• What to do: Your answer should be the exact lines of the data below from the one containing "mshriver: This should" through the one containing "I think that"; please include nothing else.

(Records from a data source)
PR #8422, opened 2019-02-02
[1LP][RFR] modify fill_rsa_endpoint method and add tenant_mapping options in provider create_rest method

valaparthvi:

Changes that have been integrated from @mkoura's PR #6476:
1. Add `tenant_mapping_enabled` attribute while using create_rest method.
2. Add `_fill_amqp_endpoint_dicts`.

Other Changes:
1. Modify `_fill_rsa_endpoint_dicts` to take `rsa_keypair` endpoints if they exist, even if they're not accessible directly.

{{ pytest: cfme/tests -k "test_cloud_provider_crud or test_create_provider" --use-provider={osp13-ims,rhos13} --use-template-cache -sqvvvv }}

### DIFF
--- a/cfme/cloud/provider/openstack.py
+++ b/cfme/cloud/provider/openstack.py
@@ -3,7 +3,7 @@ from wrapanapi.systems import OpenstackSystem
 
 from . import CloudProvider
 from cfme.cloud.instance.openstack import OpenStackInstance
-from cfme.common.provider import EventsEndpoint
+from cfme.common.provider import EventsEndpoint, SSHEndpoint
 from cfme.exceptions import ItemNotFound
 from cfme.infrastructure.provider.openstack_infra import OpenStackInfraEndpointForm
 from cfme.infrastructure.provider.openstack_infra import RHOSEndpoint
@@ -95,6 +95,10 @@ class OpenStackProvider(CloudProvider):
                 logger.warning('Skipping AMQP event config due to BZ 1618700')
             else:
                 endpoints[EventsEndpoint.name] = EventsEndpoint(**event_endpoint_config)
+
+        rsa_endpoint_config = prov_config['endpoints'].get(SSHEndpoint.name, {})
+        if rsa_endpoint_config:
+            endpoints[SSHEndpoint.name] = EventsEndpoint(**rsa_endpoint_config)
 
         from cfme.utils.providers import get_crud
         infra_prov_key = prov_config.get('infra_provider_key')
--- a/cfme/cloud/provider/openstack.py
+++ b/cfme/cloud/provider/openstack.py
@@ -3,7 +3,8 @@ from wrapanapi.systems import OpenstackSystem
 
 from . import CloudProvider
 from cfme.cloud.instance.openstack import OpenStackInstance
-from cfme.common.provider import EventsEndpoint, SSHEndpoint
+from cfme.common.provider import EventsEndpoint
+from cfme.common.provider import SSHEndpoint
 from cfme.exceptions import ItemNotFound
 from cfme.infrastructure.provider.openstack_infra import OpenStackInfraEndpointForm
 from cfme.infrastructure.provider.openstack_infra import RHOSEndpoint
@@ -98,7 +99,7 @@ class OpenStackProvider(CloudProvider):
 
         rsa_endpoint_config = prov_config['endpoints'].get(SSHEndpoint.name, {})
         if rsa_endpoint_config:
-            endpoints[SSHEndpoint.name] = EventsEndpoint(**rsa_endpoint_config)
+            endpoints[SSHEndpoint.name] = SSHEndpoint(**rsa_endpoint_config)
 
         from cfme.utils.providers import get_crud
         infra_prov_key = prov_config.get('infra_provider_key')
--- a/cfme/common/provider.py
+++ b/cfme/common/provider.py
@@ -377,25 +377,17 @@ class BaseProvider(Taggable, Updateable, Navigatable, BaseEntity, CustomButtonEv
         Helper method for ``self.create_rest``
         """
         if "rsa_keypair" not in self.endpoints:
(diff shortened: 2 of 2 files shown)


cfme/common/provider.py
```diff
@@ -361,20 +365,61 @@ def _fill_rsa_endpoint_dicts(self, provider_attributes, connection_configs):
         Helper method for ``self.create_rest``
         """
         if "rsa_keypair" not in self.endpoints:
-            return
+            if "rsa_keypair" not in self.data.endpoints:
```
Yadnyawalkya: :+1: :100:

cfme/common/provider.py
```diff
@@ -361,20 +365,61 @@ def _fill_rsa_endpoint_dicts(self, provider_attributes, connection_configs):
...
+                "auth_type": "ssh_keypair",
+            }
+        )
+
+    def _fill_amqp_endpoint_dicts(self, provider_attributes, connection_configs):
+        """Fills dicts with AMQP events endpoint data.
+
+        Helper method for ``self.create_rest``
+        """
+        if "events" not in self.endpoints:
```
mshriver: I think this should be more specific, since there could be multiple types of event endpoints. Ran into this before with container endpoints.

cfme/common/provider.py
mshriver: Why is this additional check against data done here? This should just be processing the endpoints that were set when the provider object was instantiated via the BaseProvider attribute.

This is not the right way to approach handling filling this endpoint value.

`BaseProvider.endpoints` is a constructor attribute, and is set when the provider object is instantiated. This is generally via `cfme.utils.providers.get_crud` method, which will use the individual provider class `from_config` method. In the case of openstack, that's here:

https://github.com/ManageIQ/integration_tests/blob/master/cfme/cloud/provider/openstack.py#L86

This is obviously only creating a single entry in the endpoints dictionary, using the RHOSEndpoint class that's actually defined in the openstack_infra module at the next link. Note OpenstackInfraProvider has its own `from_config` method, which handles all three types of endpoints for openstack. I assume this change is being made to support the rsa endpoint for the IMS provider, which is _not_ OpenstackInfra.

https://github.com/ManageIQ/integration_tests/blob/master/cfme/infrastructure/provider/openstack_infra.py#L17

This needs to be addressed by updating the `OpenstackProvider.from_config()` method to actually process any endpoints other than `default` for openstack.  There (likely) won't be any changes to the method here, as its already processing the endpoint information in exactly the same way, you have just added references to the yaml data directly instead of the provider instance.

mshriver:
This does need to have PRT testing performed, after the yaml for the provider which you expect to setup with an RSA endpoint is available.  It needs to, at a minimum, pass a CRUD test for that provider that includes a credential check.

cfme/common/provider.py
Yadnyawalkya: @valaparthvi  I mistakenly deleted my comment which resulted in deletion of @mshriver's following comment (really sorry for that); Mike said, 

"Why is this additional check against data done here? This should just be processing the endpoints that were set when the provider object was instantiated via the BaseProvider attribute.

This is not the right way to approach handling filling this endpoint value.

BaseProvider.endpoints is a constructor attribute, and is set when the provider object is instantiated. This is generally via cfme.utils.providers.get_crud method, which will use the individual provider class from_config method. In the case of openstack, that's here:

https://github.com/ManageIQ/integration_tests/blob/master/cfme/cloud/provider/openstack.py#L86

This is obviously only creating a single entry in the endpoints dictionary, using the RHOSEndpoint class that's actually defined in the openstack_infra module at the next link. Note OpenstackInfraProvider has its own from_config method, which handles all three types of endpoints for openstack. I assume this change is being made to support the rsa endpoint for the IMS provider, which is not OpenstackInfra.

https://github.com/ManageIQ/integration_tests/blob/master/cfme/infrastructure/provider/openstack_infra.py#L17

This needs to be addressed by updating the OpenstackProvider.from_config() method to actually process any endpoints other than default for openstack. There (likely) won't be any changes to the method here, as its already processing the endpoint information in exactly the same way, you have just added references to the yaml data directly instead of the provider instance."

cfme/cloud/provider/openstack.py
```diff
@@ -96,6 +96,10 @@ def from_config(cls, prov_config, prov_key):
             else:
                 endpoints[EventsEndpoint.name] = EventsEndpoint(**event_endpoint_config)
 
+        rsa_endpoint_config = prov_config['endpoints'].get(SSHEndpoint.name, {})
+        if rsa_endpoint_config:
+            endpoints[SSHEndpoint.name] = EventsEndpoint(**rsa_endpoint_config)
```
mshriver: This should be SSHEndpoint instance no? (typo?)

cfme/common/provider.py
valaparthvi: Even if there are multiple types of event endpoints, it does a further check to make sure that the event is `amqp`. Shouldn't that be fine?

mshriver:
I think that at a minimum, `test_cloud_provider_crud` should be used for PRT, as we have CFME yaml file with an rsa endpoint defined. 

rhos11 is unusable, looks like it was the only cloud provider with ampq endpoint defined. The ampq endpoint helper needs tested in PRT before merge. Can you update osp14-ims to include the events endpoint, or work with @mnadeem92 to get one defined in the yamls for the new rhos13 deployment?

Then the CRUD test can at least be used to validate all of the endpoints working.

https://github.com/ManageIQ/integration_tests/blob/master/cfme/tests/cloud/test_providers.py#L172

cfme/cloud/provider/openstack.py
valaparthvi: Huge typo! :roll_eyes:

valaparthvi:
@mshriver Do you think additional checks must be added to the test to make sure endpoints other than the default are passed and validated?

• Expected output:
mshriver: This should be SSHEndpoint instance no? (typo?)

cfme/common/provider.py
valaparthvi: Even if there are multiple types of event endpoints, it does a further check to make sure that the event is `amqp`. Shouldn't that be fine?

mshriver:
I think that at a minimum, `test_cloud_provider_crud` should be used for PRT, as we have CFME yaml file with an rsa endpoint defined. 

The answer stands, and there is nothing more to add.